#### [Required work]
Only lines containing "include" are wanted from the data below. Copy those lines.

** Opening Excerpted records block **

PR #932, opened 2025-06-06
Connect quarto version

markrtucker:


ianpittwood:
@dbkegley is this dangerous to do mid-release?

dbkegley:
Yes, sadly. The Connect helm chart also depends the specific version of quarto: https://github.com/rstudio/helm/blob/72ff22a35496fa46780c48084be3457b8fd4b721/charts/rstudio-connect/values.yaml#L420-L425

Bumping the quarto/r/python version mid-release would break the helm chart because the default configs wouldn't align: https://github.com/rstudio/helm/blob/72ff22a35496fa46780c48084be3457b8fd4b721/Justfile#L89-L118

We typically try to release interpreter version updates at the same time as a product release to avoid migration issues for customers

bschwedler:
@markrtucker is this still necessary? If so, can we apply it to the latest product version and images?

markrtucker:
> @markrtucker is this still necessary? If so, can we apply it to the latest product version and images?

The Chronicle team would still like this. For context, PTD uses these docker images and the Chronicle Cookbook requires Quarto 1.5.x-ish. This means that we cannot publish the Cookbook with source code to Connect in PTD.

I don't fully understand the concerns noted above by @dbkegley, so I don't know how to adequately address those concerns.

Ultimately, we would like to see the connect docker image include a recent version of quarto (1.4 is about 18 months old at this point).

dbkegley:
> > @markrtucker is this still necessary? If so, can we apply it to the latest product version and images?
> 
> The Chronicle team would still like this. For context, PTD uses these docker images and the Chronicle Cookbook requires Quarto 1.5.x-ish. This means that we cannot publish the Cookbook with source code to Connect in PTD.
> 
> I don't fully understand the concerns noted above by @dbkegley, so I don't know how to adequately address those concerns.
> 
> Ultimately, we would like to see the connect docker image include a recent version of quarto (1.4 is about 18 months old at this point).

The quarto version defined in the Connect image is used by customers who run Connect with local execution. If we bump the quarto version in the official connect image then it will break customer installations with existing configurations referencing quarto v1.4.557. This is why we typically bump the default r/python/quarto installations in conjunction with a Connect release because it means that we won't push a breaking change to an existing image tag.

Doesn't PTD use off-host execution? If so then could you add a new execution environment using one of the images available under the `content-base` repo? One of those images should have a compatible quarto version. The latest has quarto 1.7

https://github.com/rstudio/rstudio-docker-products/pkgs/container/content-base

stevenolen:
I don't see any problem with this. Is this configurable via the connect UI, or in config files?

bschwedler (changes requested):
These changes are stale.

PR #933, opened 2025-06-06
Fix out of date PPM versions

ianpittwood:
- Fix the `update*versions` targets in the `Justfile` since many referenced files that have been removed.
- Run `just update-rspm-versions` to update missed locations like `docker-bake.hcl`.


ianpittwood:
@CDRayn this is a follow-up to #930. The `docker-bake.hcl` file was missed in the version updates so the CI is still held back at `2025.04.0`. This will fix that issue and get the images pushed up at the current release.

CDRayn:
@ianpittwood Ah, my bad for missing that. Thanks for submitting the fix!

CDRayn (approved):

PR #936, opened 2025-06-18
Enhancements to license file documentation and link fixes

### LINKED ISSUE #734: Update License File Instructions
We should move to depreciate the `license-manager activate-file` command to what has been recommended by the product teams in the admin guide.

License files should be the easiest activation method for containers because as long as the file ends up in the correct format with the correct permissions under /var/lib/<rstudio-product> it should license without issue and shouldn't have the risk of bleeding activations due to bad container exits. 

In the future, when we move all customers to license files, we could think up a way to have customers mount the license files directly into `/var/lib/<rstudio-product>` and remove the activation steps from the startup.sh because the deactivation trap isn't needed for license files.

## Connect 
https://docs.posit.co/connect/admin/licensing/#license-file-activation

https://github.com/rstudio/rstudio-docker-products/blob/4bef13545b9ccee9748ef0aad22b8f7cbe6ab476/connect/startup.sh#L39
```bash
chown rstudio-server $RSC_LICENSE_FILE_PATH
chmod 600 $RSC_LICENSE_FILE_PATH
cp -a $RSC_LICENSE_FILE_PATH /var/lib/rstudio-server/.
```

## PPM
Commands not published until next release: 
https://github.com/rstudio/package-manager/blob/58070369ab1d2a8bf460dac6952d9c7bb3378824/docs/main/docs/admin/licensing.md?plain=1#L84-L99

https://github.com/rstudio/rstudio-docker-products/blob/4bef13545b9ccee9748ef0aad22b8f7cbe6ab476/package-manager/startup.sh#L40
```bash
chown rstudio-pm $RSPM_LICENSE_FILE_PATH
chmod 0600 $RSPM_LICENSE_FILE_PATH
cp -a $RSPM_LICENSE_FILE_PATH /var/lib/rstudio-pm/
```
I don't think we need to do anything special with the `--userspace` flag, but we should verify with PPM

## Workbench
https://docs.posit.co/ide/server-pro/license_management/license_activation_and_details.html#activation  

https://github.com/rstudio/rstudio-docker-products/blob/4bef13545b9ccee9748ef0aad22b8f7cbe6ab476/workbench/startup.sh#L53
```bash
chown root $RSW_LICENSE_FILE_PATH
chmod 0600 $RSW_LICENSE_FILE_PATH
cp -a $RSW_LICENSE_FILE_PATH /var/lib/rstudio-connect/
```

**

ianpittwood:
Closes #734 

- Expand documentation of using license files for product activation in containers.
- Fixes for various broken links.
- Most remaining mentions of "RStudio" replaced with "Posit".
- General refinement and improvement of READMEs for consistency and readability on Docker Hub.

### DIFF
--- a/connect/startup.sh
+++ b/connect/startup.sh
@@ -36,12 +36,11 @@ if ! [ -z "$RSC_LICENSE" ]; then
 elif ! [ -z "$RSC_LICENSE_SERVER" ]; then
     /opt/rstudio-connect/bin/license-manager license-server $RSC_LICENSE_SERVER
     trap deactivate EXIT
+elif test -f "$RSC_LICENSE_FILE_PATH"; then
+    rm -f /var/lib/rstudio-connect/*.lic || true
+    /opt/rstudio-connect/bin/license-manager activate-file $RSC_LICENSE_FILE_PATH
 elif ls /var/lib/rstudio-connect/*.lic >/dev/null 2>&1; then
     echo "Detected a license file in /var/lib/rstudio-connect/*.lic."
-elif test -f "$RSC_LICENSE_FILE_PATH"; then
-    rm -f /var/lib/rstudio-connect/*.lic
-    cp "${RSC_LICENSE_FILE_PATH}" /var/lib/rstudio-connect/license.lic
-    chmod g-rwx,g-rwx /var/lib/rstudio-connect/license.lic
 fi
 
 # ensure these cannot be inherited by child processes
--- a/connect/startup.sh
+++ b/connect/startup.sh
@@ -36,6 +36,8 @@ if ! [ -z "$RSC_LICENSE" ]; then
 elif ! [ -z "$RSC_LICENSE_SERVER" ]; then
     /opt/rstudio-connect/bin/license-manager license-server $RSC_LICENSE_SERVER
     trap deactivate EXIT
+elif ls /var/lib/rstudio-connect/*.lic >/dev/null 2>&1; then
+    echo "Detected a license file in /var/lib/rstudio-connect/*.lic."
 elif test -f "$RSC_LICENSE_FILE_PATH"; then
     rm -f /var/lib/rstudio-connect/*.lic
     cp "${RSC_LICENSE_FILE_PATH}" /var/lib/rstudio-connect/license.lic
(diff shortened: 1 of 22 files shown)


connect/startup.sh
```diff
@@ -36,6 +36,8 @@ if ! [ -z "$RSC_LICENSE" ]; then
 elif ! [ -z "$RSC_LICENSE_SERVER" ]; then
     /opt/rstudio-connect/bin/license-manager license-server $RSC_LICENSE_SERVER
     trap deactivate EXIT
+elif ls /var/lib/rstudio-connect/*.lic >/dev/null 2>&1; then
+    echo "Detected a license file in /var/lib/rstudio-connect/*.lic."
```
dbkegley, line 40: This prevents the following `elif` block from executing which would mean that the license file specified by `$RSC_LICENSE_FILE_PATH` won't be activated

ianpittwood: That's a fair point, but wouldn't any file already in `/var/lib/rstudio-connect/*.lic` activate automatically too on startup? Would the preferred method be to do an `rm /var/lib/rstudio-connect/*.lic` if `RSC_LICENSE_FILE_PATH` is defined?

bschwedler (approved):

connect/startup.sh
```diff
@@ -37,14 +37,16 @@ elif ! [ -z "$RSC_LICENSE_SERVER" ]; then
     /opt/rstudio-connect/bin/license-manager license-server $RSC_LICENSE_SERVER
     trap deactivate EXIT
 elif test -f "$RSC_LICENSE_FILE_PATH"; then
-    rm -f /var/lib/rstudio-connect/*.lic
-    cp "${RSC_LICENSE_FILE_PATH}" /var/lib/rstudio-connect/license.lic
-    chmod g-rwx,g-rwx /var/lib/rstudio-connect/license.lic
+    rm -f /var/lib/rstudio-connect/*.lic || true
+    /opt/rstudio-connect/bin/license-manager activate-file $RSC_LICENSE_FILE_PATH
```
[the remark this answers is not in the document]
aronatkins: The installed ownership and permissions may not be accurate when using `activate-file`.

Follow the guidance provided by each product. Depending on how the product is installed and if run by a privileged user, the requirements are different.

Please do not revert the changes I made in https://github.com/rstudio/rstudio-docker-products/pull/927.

** Closing Excerpted records block **

#### [Result for this task]
Ultimately, we would like to see the connect docker image include a recent version of quarto (1.4 is about 18 months old at this point).
> Ultimately, we would like to see the connect docker image include a recent version of quarto (1.4 is about 18 months old at this point).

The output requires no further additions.